> [Action item] Using the listing below, retype exactly the lines starting at the one with "Do not fail" and ending at the one with "Revamp the file", and include both.

> [Excerpted records]
■ ■ ■ ■

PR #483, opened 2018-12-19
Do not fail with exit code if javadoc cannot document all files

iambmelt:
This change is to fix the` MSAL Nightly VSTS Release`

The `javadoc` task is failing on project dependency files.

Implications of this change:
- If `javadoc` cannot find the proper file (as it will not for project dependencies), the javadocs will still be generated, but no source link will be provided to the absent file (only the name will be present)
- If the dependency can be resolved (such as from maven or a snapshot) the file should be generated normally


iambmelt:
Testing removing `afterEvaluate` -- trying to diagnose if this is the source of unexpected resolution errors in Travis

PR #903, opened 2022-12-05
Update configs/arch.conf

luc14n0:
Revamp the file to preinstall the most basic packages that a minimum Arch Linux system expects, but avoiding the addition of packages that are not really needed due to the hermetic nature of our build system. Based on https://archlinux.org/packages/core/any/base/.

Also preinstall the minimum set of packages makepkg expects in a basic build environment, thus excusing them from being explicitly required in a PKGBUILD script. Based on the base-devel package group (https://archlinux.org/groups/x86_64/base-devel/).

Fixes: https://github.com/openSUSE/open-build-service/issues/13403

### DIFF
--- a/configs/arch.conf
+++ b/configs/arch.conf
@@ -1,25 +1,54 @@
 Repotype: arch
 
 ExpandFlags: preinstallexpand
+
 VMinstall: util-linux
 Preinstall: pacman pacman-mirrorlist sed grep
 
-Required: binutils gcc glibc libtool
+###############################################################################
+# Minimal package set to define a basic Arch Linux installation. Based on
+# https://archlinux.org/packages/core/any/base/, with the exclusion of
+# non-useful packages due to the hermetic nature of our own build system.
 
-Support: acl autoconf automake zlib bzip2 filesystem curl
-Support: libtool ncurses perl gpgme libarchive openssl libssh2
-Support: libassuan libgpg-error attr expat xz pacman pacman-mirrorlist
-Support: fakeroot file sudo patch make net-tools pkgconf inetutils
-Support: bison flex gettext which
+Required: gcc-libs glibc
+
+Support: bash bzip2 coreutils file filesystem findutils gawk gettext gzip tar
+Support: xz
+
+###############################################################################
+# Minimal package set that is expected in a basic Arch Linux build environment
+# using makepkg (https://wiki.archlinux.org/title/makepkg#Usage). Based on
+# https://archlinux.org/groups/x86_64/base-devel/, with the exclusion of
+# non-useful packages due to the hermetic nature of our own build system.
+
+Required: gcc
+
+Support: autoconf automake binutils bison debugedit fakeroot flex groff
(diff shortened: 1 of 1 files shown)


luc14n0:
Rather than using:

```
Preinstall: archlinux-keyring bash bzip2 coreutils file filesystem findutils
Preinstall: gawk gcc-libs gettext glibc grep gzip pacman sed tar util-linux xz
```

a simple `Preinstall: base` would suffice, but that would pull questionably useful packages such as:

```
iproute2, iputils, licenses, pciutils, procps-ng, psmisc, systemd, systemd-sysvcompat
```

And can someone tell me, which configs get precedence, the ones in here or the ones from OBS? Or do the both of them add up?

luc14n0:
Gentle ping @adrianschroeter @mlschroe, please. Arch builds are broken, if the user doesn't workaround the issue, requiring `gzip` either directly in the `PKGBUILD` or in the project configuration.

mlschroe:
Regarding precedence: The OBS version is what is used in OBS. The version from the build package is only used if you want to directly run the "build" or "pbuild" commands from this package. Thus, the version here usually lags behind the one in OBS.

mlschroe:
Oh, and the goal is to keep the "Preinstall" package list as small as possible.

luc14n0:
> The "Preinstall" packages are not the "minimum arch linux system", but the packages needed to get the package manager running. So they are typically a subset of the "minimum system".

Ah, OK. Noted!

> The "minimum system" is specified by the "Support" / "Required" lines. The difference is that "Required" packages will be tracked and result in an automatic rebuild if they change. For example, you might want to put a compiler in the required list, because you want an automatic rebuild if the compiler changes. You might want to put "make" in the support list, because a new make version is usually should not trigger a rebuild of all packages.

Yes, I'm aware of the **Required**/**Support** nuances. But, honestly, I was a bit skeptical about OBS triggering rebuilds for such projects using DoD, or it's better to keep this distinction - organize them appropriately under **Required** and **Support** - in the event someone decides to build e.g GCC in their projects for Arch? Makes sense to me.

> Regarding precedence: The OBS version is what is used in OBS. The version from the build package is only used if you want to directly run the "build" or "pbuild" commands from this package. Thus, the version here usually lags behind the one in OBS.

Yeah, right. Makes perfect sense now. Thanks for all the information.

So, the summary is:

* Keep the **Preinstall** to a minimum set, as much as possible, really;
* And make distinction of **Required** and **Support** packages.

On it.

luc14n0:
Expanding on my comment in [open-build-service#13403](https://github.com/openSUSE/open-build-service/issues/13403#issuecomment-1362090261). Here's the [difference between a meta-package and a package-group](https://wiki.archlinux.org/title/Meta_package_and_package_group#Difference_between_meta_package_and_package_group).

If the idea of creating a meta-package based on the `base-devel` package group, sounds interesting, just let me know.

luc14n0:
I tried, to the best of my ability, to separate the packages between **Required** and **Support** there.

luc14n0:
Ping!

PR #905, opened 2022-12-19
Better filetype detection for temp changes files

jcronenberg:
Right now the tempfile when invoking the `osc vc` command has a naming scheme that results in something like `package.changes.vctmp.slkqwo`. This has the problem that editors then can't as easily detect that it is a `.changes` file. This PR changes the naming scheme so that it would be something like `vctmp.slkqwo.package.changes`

■ ■ ■ ■

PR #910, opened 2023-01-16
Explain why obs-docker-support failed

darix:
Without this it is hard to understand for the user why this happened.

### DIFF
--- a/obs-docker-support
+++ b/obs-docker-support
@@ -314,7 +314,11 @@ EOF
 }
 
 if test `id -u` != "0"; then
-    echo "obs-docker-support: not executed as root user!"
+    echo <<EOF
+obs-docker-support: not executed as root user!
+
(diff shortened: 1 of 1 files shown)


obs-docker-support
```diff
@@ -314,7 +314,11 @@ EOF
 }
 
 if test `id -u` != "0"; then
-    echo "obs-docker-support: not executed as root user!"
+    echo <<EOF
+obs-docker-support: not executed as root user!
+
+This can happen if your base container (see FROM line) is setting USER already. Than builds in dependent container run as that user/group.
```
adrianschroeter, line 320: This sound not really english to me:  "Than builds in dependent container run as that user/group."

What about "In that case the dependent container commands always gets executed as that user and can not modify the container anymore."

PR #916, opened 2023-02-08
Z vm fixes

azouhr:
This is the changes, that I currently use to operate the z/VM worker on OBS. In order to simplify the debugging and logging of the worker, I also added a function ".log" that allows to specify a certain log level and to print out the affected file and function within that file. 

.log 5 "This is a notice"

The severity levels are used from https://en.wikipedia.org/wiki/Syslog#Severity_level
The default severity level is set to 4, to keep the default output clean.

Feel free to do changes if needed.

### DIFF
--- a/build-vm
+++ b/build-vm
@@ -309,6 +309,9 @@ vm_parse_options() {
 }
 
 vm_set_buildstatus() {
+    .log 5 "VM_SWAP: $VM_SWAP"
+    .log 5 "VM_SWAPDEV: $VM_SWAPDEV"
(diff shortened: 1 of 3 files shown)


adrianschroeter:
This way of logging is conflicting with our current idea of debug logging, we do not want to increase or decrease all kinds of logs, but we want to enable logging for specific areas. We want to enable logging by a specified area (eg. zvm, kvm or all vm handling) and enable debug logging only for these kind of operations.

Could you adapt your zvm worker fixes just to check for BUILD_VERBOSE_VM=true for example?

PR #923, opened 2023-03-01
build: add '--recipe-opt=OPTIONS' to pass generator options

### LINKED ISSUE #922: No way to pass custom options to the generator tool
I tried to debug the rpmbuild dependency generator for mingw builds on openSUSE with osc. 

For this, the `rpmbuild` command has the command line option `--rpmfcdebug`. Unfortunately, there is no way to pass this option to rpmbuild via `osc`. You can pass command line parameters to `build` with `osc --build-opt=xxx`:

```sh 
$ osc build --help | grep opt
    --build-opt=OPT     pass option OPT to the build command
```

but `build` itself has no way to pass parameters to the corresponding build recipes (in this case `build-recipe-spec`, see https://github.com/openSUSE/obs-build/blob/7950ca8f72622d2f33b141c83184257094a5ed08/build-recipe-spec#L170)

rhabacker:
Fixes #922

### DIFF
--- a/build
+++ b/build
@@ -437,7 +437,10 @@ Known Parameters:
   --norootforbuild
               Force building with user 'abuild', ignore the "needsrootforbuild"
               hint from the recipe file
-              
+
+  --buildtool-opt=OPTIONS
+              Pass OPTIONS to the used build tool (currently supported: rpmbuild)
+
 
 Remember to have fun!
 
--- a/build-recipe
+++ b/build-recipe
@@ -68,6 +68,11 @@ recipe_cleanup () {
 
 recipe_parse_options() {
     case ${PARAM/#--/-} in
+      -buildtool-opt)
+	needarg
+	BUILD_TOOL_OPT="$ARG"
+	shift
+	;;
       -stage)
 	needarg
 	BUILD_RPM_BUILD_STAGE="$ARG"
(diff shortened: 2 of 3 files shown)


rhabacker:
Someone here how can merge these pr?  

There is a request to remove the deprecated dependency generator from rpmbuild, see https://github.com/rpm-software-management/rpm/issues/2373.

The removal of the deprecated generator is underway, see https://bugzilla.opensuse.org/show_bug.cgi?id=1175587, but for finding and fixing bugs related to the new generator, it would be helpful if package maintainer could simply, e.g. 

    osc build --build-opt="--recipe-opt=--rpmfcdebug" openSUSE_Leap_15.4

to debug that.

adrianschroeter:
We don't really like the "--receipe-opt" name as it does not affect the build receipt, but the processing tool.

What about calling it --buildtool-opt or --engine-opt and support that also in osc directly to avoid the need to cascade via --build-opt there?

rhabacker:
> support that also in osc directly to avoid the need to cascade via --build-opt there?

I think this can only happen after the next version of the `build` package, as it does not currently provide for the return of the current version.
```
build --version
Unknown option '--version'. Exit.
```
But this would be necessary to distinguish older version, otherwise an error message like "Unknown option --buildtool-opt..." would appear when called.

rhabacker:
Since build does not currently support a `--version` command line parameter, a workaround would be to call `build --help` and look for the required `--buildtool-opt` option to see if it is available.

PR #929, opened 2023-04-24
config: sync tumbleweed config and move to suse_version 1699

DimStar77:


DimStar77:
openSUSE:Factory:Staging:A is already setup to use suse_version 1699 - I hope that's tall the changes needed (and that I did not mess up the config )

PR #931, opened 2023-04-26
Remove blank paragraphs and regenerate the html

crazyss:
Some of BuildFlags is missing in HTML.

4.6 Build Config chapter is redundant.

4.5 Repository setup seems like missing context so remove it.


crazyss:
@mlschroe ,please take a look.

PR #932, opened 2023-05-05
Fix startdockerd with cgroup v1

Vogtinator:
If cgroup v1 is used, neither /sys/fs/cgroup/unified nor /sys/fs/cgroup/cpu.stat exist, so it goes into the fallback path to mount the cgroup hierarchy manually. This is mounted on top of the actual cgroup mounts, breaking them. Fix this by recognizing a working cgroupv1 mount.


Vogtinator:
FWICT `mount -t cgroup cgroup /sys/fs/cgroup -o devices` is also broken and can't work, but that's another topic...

■ ■ ■ ■

> [Answer section]
Do not fail with exit code if javadoc cannot document all files

iambmelt:
This change is to fix the` MSAL Nightly VSTS Release`

The `javadoc` task is failing on project dependency files.

Implications of this change:
- If `javadoc` cannot find the proper file (as it will not for project dependencies), the javadocs will still be generated, but no source link will be provided to the absent file (only the name will be present)
- If the dependency can be resolved (such as from maven or a snapshot) the file should be generated normally


iambmelt:
Testing removing `afterEvaluate` -- trying to diagnose if this is the source of unexpected resolution errors in Travis

PR #903, opened 2022-12-05
Update configs/arch.conf

luc14n0:
Revamp the file to preinstall the most basic packages that a minimum Arch Linux system expects, but avoiding the addition of packages that are not really needed due to the hermetic nature of our build system. Based on https://archlinux.org/packages/core/any/base/.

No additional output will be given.